A “put” is an option contract giving the owner (buyer) the right, but not the obligation, to SELL the underlying stock at a set price within a specified time. The BUYER of a put bets that the underlying stock will drop below the exercise price before the expiration date. BUYING a put is similar to taking a short position because it is betting the stock goes down, and paying for the right to sell it at a higher price.
SELLING a put is similar to taking a long position because the SELLER is promising to buy the stock at a lower price if the stock drops below that price. The put seller is betting on higher prices, and agreeing to buy the stock at a lower price if it drops.

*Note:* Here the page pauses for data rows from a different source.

PR #2717, opened 2017-10-25
Made 'beet config -e' more likely to work on windows.

joelcma:
Addressing the same issue as in #2714 I made the  "beet config -e" command try opening the config file with notepad in addition to the current method of  telling them to add an EDITOR environment variable on windows machines. Reason being I think being met by setbacks first thing when getting into using a new program can be quite discouraging.

### DIFF
--- a/beets/ui/commands.py
+++ b/beets/ui/commands.py
@@ -1637,12 +1637,23 @@ def config_edit():
     """
     path = config.user_config_path()
     editor = util.editor_command()
+
     try:
         if not os.path.isfile(path):
             open(path, 'w+').close()
         util.interactive_open([path], editor)
+
     except OSError as exc:
+        """If it's a windows machine try this first"""
         message = u"Could not edit configuration: {0}".format(exc)
+        if os.name == 'nt':
+            message += u". Detected windows machine, attempting bootleg solution."
+            if(path):
+                confpath = path
+            else:
+                confpath = os.getenv('APPDATA') + "/beets/config.yaml"
+            os.system(u"notepad " + confpath)
+
         if not editor:
             message += u". Please set the EDITOR environment variable"
         raise ui.UserError(message)
--- a/beets/ui/commands.py
+++ b/beets/ui/commands.py
@@ -1644,15 +1644,15 @@ def config_edit():
         util.interactive_open([path], editor)
 
         except OSError as exc:
-        message = u"Could not edit configuration: {0}".format(exc)
+            message = u"Could not edit configuration: {0}".format(exc)
 
-        # If it's a windows machine, attempt to open with notepad
-        if os.name == 'nt':
-            util.interactive_open([path], u"notepad")
+            # If it's a windows machine, attempt to open with notepad
+            if os.name == 'nt':
+                util.interactive_open([path], u"notepad")
 
-        if not editor:
-            message += u". Please set the EDITOR environment variable"
-        raise ui.UserError(message)
+            if not editor:
+                message += u". Please set the EDITOR environment variable"
+            raise ui.UserError(message)
 
 config_cmd = ui.Subcommand(u'config',
                            help=u'show or edit the user configuration')
--- a/beets/ui/commands.py
+++ b/beets/ui/commands.py
@@ -1643,16 +1643,12 @@ def config_edit():
             open(path, 'w+').close()
         util.interactive_open([path], editor)
 
-    except OSError as exc:
-        """If it's a windows machine try this first"""
+        except OSError as exc:
         message = u"Could not edit configuration: {0}".format(exc)
+
+        # If it's a windows machine, attempt to open with notepad
         if os.name == 'nt':
-            message += u". Detected windows machine, attempting bootleg solution."
-            if(path):
-                confpath = path
-            else:
-                confpath = os.getenv('APPDATA') + "/beets/config.yaml"
-            os.system(u"notepad " + confpath)
+            util.interactive_open([path], u"notepad")
 
         if not editor:
             message += u". Please set the EDITOR environment variable"
--- a/beets/ui/commands.py
+++ b/beets/ui/commands.py
@@ -1643,16 +1643,16 @@ def config_edit():
             open(path, 'w+').close()
         util.interactive_open([path], editor)
 
-        except OSError as exc:
-            message = u"Could not edit configuration: {0}".format(exc)
+    except OSError as exc:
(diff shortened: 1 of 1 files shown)


beets/ui/commands.py
```diff
@@ -1637,12 +1637,23 @@ def config_edit():
...
     path = config.user_config_path()
     editor = util.editor_command()
+
     try:
         if not os.path.isfile(path):
             open(path, 'w+').close()
         util.interactive_open([path], editor)
+
     except OSError as exc:
+        """If it's a windows machine try this first"""
```
sampsyo: Docstrings only go at the tops of functions and classes; a normal comment is more appropriate here.

beets/ui/commands.py
```diff
@@ -1637,12 +1637,23 @@ def config_edit():
...
         message = u"Could not edit configuration: {0}".format(exc)
+        if os.name == 'nt':
+            message += u". Detected windows machine, attempting bootleg solution."
+            if(path):
```
sampsyo: When might `path` be empty? I *think* it should always have a value.

beets/ui/commands.py
```diff
@@ -1637,12 +1637,23 @@ def config_edit():
...
+                confpath = path
+            else:
+                confpath = os.getenv('APPDATA') + "/beets/config.yaml"
+            os.system(u"notepad " + confpath)
```
sampsyo: Can we please use `util.interactive_open` instead of `os.system`? One problem with this version, for example, would happen when there are spaces or other special characters in the path.

sampsyo (changes requested):
Wonderful! Thank you for getting this started! I agree that making this “just work” in most cases is the right tactic.

So I can understand the issue better, do you know what OSError is being raised on your machine? Is the problem that $EDITOR is not set? Or that it points to an executable that does not exist? If either of those is the problem, let’s specifically check for those situations to dispatch to the `notepad` fallback.

beets/ui/commands.py
Joelande94: It was just a precaution. But alright, removing it then 👍

beets/ui/commands.py
Joelande94: Ah, of course 👍

Joelande94:
The error is: "[Errno 2] No such file or directory" BUT the problem seems to be that EDITOR is not set and that is the case on 99% (guesstimate obviously but you get the point) of windows user's computers. In addition to that I don't even get the error saying I don't have it set, it just won't work (I have indeed checked my system variables). Of course you can just go ahead and set it IF you figure this out but I would not assume that 1 everyone knows how to and 2 that everyone has the patience for that.

sampsyo:
Got it! This is looking good!

To be clear, what's happening here is that `editor_command` is not finding an $EDITOR value, which is totally expected, and is falling back to the result of the `open_anything` function in `beets.util`. Take a look at that function—it guesses a default command for every platform. On Windows, we're currently guessing `start`. I don't know much about Windows, so I'm unsure whether this was a good idea—do you know whether `start` is a sensible default in the first place?

If we should be preemptively using `notepad` instead of `start`, then we can bypass the initial failure trying to use that.

Joelande94:
Simply changing base_cmd to 'notepad' in open_anything does indeed fix the problem (at least for me) but will this screw up something else? I am not aware of everything open_anything needs to open but 'notepad' isn't really quite as universal of a command as 'start' (as I'm sure you realize) so I imagine this will break something. Which is why I wanted it in the config_edit. But if you want the main change to be in "open_anything" I suggest making the following changes since running "start" on the path doesn't seem to be working but we still obviously don't want to mess open_anything up.

in util/init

By a “naked put,” we mean there is no offsetting short position in the stock. A securities position that is not hedged from market risk is “naked.” A covered position is hedged from market risk. Potential gain and potential risk are greater when a position is naked vs. covered. (Investopedia)
Courtesy of Paul Price
One of life’s beautiful equations is the way certain seemingly unrelated transactions can effectively be balanced in terms of risk/reward. Most investors are entirely comfortable selling covered calls on shares they own. Many of these same traders would never consider selling (writing) naked puts on the same underlying company.
A covered call is a call written (sold) against an underlying long position in a stock. For example, if we own 100 shares of ESRX, we can write one covered call against it. Each call represents 100 shares of stock. A put is a contract to sell 100 shares of stock at a certain price, the strike price.
These option strategies are largely equivalent.
Let’s analyze these two situations separately. I’m going to use one of our Virtual Value Portfolio components, Express Scripts (ESRX), in my example. The same theory would apply to any underlying shares and the associated options.
We could buy 100 ESRX @ $53.82 while selling a Jan. 2014 $55 call for $4.80 /share. Our net out-of-pocket expense would be $53.82 – $4.80 = $49.02/share.
Maximum upside: If ESRX closes at $55 or above on Jan. 17, 2014. The call would be exercised. We would sell our 100 shares for $5,500 total. Writing (selling the call) limited our upside to $55/share by obligating us to sell at $55 even if ESRX is trading higher.
If ESRX reaches $55 or higher, we sell it at $55 and make $1.18 on the stock; we keep the $4.80 for selling the now worthless call. That’s a profit of $5.98/share on a $49.02/share outlay – a 12.2% gain.
Investors could liquidate at expiration with a $4.80 per share gain even if ESRX stays at $53.82. That represents a 9.8% cash-on-cash profit on a stock that went nowhere. We keep the $4.80 for selling the call, and we keep the stock if the price is less than $55 at expiration.
Break-even: If ESRX remains below $55 on expiration date, we would break-even with ESRX at $49.02 (our initial outlay). That would be 8.9% below the price of ESRX when we initiated the trade. If ESRX is above $49.02, we make a profit.
Worst-case scenario: If ESRX goes to zero, we would lose $49.02 per share.
In summary: Buying 100 shares and selling one call leaves traders with limited upside (+ 12.2%) and moderate downside protection – up to an 8.9% drop in share price from the trade’s inception would cause no loss. Maximum risk was reduced from $53.82 (the original purchase price) to $49.02 per share.
Instead of buying 100 shares of ESRX and selling one call, let’s simply SELL one Jan. 2014 $55 put for $5.85. Selling a put has the following risk/reward profile:
Maximum profit: If ESRX closes at $55 or higher on Jan. 17, 2014. Express Scripts needs to rise by 2.2% or more for the short put to expire worthless. We would then keep the entire $5.85 premium per share ($585 per contract) with no further obligation.
Break-even, or better, is possible on a drop to no lower than $49.15. Break-even is at $49.15. ESRX could fall 8.6% below its price at the trade’s inception, $53.82, without turning into a loss.
If ESRX remains unchanged from the original price on option expiration day, the put sellers could keep almost 80% of the original premium received by simply closing out the put just prior to expiration.
Maximum risk: $49.15 /share. That would mean ESRX became totally worthless.
Prem = premium (the amount collected from selling the put)
Both techniques offer very similar trade profiles.
Margin, and cash requirements and tax treatments would vary more than the actual risk/return ratios. I use both ways to structure option trades on a regular basis.